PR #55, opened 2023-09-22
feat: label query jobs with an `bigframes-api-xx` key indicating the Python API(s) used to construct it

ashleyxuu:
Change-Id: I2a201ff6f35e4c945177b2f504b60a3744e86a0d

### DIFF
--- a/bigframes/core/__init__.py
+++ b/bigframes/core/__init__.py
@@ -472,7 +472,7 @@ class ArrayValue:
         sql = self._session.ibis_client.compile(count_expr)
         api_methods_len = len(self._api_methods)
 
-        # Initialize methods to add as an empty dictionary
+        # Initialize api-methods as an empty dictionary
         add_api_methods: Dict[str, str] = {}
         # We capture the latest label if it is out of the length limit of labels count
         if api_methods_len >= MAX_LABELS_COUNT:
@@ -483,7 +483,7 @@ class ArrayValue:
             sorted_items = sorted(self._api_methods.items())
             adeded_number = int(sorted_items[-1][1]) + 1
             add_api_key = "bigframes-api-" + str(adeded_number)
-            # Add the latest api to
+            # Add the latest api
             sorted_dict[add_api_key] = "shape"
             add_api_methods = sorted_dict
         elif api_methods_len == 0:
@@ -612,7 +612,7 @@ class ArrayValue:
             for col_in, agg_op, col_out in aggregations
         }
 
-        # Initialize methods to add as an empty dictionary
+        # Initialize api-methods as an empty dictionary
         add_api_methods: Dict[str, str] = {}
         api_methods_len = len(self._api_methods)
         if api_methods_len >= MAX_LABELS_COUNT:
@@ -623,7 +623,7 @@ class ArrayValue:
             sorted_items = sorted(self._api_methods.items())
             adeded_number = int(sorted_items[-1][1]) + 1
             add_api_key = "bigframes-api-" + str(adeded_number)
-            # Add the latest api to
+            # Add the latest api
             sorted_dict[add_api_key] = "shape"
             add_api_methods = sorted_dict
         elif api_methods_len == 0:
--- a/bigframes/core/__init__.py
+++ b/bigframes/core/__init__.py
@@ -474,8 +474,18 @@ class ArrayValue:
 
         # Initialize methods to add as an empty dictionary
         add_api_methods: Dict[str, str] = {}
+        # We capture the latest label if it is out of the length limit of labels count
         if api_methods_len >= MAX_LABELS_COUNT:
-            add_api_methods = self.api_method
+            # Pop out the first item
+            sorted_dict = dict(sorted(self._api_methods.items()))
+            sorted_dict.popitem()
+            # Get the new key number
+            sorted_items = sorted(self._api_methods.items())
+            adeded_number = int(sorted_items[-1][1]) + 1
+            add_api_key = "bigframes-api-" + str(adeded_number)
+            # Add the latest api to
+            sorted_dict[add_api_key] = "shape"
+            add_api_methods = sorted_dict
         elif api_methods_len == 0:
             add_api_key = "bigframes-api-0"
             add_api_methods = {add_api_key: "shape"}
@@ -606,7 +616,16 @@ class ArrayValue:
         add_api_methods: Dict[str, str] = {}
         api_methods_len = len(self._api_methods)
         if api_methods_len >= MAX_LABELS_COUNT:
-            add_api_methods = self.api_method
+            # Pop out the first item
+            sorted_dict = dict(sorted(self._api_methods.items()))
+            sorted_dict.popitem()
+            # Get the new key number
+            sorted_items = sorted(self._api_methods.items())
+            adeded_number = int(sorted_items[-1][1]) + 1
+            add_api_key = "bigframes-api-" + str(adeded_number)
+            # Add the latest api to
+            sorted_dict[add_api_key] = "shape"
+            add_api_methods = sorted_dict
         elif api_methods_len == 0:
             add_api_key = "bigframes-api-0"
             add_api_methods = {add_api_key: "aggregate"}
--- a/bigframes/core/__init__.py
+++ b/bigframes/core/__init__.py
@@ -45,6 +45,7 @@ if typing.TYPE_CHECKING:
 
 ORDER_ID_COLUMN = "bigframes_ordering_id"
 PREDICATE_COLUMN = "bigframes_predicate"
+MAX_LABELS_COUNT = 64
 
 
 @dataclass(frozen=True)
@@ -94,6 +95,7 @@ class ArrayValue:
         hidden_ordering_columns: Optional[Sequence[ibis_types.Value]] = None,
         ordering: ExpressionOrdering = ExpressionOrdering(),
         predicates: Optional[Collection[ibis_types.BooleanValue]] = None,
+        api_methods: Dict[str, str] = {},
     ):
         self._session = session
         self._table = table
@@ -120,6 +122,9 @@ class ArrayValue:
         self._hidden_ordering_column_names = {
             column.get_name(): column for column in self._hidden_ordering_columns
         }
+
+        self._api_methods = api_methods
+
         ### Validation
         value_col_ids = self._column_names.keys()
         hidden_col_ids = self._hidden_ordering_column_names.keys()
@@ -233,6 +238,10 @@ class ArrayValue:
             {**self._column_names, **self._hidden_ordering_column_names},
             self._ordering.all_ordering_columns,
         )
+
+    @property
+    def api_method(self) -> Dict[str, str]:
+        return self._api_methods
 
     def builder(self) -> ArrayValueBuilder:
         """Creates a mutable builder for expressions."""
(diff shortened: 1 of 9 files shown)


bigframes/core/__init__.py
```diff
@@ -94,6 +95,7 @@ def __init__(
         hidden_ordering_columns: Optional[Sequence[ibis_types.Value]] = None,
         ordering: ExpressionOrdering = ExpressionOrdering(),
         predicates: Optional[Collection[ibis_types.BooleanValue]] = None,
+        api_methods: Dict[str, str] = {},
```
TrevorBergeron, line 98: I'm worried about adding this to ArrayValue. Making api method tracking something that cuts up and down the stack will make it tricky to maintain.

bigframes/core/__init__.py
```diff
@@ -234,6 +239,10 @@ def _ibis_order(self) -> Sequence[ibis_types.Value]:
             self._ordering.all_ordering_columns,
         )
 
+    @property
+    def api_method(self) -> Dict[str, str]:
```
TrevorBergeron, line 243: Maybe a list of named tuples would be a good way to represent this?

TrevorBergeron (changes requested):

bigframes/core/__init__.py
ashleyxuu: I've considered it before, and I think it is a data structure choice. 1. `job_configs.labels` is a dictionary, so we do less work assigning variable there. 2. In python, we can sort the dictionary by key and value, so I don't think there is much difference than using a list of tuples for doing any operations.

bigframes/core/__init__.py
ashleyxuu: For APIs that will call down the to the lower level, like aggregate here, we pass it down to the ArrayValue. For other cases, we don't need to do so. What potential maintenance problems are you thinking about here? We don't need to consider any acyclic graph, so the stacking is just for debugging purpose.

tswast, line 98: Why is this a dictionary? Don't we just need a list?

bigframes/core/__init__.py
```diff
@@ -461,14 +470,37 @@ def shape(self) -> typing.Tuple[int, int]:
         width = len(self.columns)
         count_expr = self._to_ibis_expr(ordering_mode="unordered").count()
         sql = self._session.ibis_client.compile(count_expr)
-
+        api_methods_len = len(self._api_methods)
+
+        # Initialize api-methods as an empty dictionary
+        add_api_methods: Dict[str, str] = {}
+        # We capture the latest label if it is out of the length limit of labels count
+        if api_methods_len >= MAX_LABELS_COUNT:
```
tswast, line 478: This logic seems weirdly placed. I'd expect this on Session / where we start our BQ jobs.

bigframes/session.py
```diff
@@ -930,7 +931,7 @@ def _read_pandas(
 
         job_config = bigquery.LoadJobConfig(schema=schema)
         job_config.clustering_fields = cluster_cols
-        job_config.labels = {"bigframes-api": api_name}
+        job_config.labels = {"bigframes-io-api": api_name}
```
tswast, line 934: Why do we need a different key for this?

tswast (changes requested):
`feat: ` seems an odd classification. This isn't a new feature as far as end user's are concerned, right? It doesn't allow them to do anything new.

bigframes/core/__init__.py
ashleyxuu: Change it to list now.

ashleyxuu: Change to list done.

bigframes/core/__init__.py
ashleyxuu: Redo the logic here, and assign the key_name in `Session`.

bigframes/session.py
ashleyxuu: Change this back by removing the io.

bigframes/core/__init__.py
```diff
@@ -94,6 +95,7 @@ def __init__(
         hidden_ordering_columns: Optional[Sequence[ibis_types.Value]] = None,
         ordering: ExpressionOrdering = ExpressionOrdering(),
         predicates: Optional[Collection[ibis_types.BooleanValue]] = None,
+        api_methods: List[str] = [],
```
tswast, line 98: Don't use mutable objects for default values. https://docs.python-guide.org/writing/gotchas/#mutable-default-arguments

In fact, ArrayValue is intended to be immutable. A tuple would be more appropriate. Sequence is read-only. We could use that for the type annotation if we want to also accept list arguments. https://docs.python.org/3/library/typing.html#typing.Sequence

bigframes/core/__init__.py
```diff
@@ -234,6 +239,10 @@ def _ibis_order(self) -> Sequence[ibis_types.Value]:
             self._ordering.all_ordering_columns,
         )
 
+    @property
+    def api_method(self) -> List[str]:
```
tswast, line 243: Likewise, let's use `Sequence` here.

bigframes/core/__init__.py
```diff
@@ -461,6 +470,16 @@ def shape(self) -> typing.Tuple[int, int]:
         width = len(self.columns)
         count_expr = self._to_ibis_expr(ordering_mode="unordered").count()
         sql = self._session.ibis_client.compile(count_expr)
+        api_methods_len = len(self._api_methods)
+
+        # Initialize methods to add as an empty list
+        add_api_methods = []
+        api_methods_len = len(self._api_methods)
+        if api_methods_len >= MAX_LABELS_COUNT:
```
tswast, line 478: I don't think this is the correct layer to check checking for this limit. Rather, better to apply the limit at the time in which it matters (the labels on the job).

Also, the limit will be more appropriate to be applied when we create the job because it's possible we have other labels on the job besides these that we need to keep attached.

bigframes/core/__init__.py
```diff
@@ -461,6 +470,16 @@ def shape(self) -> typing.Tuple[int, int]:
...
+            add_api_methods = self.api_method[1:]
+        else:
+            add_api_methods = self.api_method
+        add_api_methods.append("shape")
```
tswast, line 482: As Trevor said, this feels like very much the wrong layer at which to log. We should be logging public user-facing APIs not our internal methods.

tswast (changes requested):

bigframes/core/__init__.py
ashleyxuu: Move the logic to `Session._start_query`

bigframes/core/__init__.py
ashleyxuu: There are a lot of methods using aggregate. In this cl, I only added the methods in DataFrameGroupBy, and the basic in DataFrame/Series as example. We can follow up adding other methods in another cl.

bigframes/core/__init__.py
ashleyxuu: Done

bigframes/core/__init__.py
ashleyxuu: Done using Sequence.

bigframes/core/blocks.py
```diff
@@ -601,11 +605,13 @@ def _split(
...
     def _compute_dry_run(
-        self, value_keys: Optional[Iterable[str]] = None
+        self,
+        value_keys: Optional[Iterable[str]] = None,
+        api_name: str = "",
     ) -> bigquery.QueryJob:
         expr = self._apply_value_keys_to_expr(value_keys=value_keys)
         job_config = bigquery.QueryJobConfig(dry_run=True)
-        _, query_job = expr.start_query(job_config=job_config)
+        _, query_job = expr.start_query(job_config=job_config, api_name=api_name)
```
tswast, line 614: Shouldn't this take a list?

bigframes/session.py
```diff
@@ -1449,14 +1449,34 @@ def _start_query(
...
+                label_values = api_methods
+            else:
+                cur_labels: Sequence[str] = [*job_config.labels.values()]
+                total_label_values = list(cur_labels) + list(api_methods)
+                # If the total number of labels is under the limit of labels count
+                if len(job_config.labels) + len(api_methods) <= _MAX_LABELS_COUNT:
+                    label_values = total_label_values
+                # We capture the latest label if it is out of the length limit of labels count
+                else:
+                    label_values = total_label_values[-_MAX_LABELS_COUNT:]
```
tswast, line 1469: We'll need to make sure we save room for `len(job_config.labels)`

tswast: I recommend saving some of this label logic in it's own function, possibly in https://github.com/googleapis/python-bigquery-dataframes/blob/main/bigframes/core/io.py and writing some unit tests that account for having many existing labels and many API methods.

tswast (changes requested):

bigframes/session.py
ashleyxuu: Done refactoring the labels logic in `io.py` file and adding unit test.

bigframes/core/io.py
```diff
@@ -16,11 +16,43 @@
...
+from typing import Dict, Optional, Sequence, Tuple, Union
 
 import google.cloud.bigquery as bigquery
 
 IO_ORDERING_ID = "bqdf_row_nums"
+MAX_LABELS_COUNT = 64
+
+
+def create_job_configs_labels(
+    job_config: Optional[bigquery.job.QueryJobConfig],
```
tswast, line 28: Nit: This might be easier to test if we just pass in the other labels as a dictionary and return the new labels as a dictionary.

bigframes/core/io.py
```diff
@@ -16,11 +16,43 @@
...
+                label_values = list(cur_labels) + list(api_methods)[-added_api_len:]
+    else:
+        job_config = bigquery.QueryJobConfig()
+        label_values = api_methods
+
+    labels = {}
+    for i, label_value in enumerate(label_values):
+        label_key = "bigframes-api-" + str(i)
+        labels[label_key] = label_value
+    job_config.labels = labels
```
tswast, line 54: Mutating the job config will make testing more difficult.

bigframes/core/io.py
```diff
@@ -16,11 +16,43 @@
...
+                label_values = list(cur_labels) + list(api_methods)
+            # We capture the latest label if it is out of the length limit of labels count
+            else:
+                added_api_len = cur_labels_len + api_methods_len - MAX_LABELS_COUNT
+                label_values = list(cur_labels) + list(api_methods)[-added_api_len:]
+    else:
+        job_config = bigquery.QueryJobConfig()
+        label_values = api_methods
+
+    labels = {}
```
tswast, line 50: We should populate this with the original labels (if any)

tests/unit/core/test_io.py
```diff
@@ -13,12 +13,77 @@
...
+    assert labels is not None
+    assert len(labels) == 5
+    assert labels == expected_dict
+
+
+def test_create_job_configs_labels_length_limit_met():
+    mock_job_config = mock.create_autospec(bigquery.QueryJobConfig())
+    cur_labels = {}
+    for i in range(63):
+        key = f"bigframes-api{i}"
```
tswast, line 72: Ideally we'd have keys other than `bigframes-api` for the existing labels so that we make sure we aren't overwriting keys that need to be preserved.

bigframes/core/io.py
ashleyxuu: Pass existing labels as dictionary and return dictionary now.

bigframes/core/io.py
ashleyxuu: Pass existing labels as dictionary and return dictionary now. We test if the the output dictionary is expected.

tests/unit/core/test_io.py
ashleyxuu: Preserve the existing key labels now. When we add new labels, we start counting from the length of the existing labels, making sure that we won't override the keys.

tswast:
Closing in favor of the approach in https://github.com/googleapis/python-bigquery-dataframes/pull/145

━━━━

▶ TASK BRIEF: Please report the number of lines in the data that include the word "import", and add no other text.

▶ ANSWER SPACE: 2